-- Collected data --

-------

PR #5093, opened 2022-11-10
Implement Keys for Spread Operator

### LINKED ISSUE #2844: Spread operation not works

takameyer:
## What, How & Why?
Removed the public 'keys' and 'entries' methods from Object. Replaced with symbol based method.

This closes #2844 and #3805

## ☑️ ToDos

* [ ] 📝 Changelog entry
* [ ] 🚦 Tests

* [ ] jsdoc files updated


packages/realm/src/Object.ts
```diff
@@ -252,13 +253,12 @@ export class RealmObject<T = DefaultObject> {
    */
   private readonly [INTERNAL_LISTENERS]!: ObjectListeners<T>;
 
-  // TODO: Find a way to bind this in
-  keys(): string[] {
-    throw new Error("This is expected to have a per-class implementation");
+  private keys(): string[] {
+    return Object.keys(this);
```
kraenhansen, line 257: This would result in an endless recursion if executed, but it's never called as [the `ClassHelper` provides a per-class implementation of the function](https://github.com/realm/realm-js/blob/bindgen/packages/realm/src/ClassMap.ts#L93-L101).

PR #5095, opened 2022-11-10
Implement getAllSyncSessions

takameyer:
## What, How & Why?
Add allSessions to SyncUser in bindgen. Transform result to JS SyncSession array.

## ☑️ ToDos

* [ ] 📝 Changelog entry
* [ ] 🚦 Tests

* [ ] jsdoc files updated


packages/bindgen/spec.yml
```diff
@@ -993,6 +993,7 @@ classes:
       state: SyncUserState
       subscribers_count: count_t
     methods:
+      all_sessions: () -> std::vector<Nullable<SharedSyncSession>>
```
RedBeard0531, line 996: I don't think this needs to be `Nullable<>` since we should only get non-null pointers in the vector.

Also, this feels like it could be a property rather than a method. There isn't a hard-and-fast rule, but generally pure getters are turned into properties rather than methods.

packages/realm/src/app-services/Sync.ts
```diff
@@ -76,8 +76,9 @@ export namespace Sync {
     });
     app.internal.syncManager.setLoggerFactory(factory);
   }
-  export function getAllSyncSessions(user: User): SyncSession[] {
-    throw new Error("Not yet implemented");
+  export function getAllSyncSessions(user: User): SyncSession[] | null {
+    const allSessions = user.internal.allSessions();
+    return allSessions?.map((session) => new SyncSession(session)) ?? null;
```
RedBeard0531, line 81: Even with the `Nullable<>` in place, you didn't need the `?.`. That meant that the SyncSession pointers *inside* the vector/Array may be null, not that the vector itself may be null.

Did the generated TS types cause an error/warning without the `?.`? If so, I think that would be a bug in the generator.

RedBeard0531 (changes requested):

packages/bindgen/spec.yml
takameyer: Ok, i'll follow that guideline and make it into a property and remove `Nullable<>`.  Tests are passing and the SDK code is much simpler 👍🏼

packages/realm/src/app-services/Sync.ts
RedBeard0531: Crap, looks like there was a bug! That should have been `(null | SyncSession)[]` but was rendered as `null | SyncSession[]` which is parsed as `null | (SyncSession[])`. Will fix.

RedBeard0531: Fixed by https://github.com/realm/realm-js/commit/707f80a8b046eb35596672b65f73d45477c510a2

packages/bindgen/spec.yml
```diff
@@ -366,9 +366,9 @@ records:
   UserIdentity:
     cppName: SyncUserIdentity
     fields:
-      id: 
+      id:
         type: std::string
-      provider_type: 
+      provider_type:
         type: std::string
```
RedBeard0531, line 372: FYI: when you don't need a `default` you can just use the shorthand `name: Type` like `id: std::string`.

I know this was probably just an automatic whitespace cleanup, so don't feel like you need to fix this in your commit, but I wanted to mention it in case you end up declaring a record in the future.

CC @JacobOscarGunnarsson

RedBeard0531 (approved):
Much simpler without the unneccesary `Nullable<>`!

kraenhansen:
@takameyer what's the resolution on this? Did it land in another commit or does it need to be completely reworked to address the feedback from the review?

takameyer:
It landed in another commit #5302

-------

-- TASK DETAILS --
Reply with the complete records, restated exactly.

-- ANSWER SPACE --
PR #5093, opened 2022-11-10
Implement Keys for Spread Operator

### LINKED ISSUE #2844: Spread operation not works

takameyer:
## What, How & Why?
Removed the public 'keys' and 'entries' methods from Object. Replaced with symbol based method.

This closes #2844 and #3805

## ☑️ ToDos

* [ ] 📝 Changelog entry
* [ ] 🚦 Tests

* [ ] jsdoc files updated


packages/realm/src/Object.ts
```diff
@@ -252,13 +253,12 @@ export class RealmObject<T = DefaultObject> {
    */
   private readonly [INTERNAL_LISTENERS]!: ObjectListeners<T>;
 
-  // TODO: Find a way to bind this in
-  keys(): string[] {
-    throw new Error("This is expected to have a per-class implementation");
+  private keys(): string[] {
+    return Object.keys(this);
```
kraenhansen, line 257: This would result in an endless recursion if executed, but it's never called as [the `ClassHelper` provides a per-class implementation of the function](https://github.com/realm/realm-js/blob/bindgen/packages/realm/src/ClassMap.ts#L93-L101).

PR #5095, opened 2022-11-10
Implement getAllSyncSessions

takameyer:
## What, How & Why?
Add allSessions to SyncUser in bindgen. Transform result to JS SyncSession array.

## ☑️ ToDos

* [ ] 📝 Changelog entry
* [ ] 🚦 Tests

* [ ] jsdoc files updated


packages/bindgen/spec.yml
```diff
@@ -993,6 +993,7 @@ classes:
       state: SyncUserState
       subscribers_count: count_t
     methods:
+      all_sessions: () -> std::vector<Nullable<SharedSyncSession>>
```
RedBeard0531, line 996: I don't think this needs to be `Nullable<>` since we should only get non-null pointers in the vector.

Also, this feels like it could be a property rather than a method. There isn't a hard-and-fast rule, but generally pure getters are turned into properties rather than methods.

packages/realm/src/app-services/Sync.ts
```diff
@@ -76,8 +76,9 @@ export namespace Sync {
     });
     app.internal.syncManager.setLoggerFactory(factory);
   }
-  export function getAllSyncSessions(user: User): SyncSession[] {
-    throw new Error("Not yet implemented");
+  export function getAllSyncSessions(user: User): SyncSession[] | null {
+    const allSessions = user.internal.allSessions();
+    return allSessions?.map((session) => new SyncSession(session)) ?? null;
```
RedBeard0531, line 81: Even with the `Nullable<>` in place, you didn't need the `?.`. That meant that the SyncSession pointers *inside* the vector/Array may be null, not that the vector itself may be null.

Did the generated TS types cause an error/warning without the `?.`? If so, I think that would be a bug in the generator.

RedBeard0531 (changes requested):

packages/bindgen/spec.yml
takameyer: Ok, i'll follow that guideline and make it into a property and remove `Nullable<>`.  Tests are passing and the SDK code is much simpler 👍🏼

packages/realm/src/app-services/Sync.ts
RedBeard0531: Crap, looks like there was a bug! That should have been `(null | SyncSession)[]` but was rendered as `null | SyncSession[]` which is parsed as `null | (SyncSession[])`. Will fix.

RedBeard0531: Fixed by https://github.com/realm/realm-js/commit/707f80a8b046eb35596672b65f73d45477c510a2

packages/bindgen/spec.yml
```diff
@@ -366,9 +366,9 @@ records:
   UserIdentity:
     cppName: SyncUserIdentity
     fields:
-      id: 
+      id:
         type: std::string
-      provider_type: 
+      provider_type:
         type: std::string
```
RedBeard0531, line 372: FYI: when you don't need a `default` you can just use the shorthand `name: Type` like `id: std::string`.

I know this was probably just an automatic whitespace cleanup, so don't feel like you need to fix this in your commit, but I wanted to mention it in case you end up declaring a record in the future.

CC @JacobOscarGunnarsson

RedBeard0531 (approved):
Much simpler without the unneccesary `Nullable<>`!

kraenhansen:
@takameyer what's the resolution on this? Did it land in another commit or does it need to be completely reworked to address the feedback from the review?

takameyer:
It landed in another commit #5302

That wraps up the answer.